Negatory. it looks like it has vertical droputs, which is no bueno for a single speed. You can use a chain tensioner but it will never be as good as having horizontal dropouts. Click on the link to see what you want. Seriously considering turning my 2007 into a MTB (it has cable guides, F&R brakes, front geometry will take a shock, and will take a 9 speed cassette, etc.) and picking up a 2008 'cause it's so dang cool looking. But it's all BMX, no rear brake, no cable guides, geometry is different and so's the hub. Started riding again a couple weeks ago. Hand gets tingly but no real pain, just kinda tickly on impacts.
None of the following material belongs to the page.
PR #3044, opened 2023-10-20
[FIX] scorecard: fix baseline arrow

anhe-odoo:
## Task Description

Since a825627 the baseline arrow are drawn as an unicode character. However, this seems not to be supported by all browsers/OS, and we need to change this behavior to directly draw an arrow. This PR aims to draw the arrow using an SVG path and Path2D, fixing this issue.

Gonna try some dirt in a couple more weeks, still working on control 'cause I have one less finger on the brake hoods, LOL.
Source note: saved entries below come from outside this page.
PR #3057, opened 2023-10-23
[REF] chart_test: improve test speed/readability

hokolomopo:
## [REF] chart_test: improve test speed/readability

Slightly improve the testing speed of the chart component by
removing useless nextTick. Add helpers to open the chart side panels
without having 5 lines of codes and 5 nextTicks.

## [REF] tests: dispatch both input and change events

Currently in the test, we often only dispatch either an input or a change
event. But in practice, both events are fired when modifying an
input. This could lead to inconsistencies between the test and the
reality.

This commit changes the setInputValueAndTrigger to dispatch both events.
It also make the helper async with a nextTick at the end to shorten the
tests.

## review checklist

- [ ] exportable in excel
- [ ] unit tested
- [ ] clean commented code
- [ ] track breaking changes

### DIFF
--- a/tests/colors/color_picker_component.test.ts
+++ b/tests/colors/color_picker_component.test.ts
@@ -9,7 +9,7 @@ import {
   setInputValueAndTrigger,
   simulateClick,
 } from "../test_helpers/dom_helper";
-import { mountComponent, nextTick } from "../test_helpers/helpers";
+import { mountComponent } from "../test_helpers/helpers";
 import { mockGetBoundingClientRect } from "../test_helpers/mock_helpers";
 
 mockGetBoundingClientRect({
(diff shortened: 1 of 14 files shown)


tests/colors/color_picker_component.test.ts
```diff
@@ -110,8 +109,7 @@ describe("Color Picker buttons", () => {
     await simulateClick(".o-color-picker-toggler");
     await simulateClick(".o-gradient");
     const color = "12ef78";
-    setInputValueAndTrigger(".o-custom-input-preview input", color, "input");
```
LucasLefevre, line 113: shouldn't all lines with (previously) "input" be converted to `"inputOnly"` ?

tests/test_helpers/dom_helper.ts
```diff
@@ -195,14 +195,20 @@ function dispatchEvent(selector: string | EventTarget, ev: Event) {
   }
 }
 
-export function setInputValueAndTrigger(
+export async function setInputValueAndTrigger(
   selector: DOMTarget,
   value: string,
-  eventType: string
-): void {
+  mode?: "onlyInput" | "onlyChange"
```
LucasLefevre, line 201: what do you think of two different functions: `changeInputValue` and `inputValue` ? would it be clearer than "onlyInput" | "onlyChange" ?

LucasLefevre (commented):
nice :+1:

tests/colors/color_picker_component.test.ts
hokolomopo: I don't think so, most of the times when we were only firing "input" on the tests, in a browser both event were fired. We're closer to reality that way. Only one test need to specifically test what happend when when an input is fired an not change

LucasLefevre (approved):
robodoo r+ rebase-ff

http://www.sebikes.com/2008/bike-detail.asp?id=49


----------



## rex cars (Jul 8, 2007)

maybe consider swapping brake cables so your right hand is the front. May give you more control over modulation.


----------



## cjtamu (Sep 22, 2004)

It's not braking that's the problem, it's just working the bike, don't use the front brake much anyway. Most of the cornering etc. is done through leaning, not steering. So you have a real light touch on the bars. On road I ride with just my index fingers curled around the brake hoods, offroad with just my thumbs on the bars and 3 (or used to be 3) fingers resting on top of the levers. Just have to get used to the feeling of that 3rd finger not being there and helping keep the front end put. Itching to ride some single track, probably try it in a few weeks.


----------



## Gary (May 21, 2004)

cjtamu said:


> Negatory. it looks like it has vertical droputs, which is no bueno for a single speed. You can use a chain tensioner but it will never be as good as having horizontal dropouts. Click on the link to see what you want. Seriously considering turning my 2007 into a MTB (it has cable guides, F&R brakes, front geometry will take a shock, and will take a 9 speed cassette, etc.) and picking up a 2008 'cause it's so dang cool looking. But it's all BMX, no rear brake, no cable guides, geometry is different and so's the hub. Started riding again a couple weeks ago. Hand gets tingly but no real pain, just kinda tickly on impacts. Gonna try some dirt in a couple more weeks, still working on control 'cause I have one less finger on the brake hoods, LOL.
> 
> http://www.sebikes.com/2008/bike-detail.asp?id=49


It does have vertical dropouts and yes it will work as long as I use a tensioner. I checked with the experts on the MTBR forum and one guy used the exact same frame as I have.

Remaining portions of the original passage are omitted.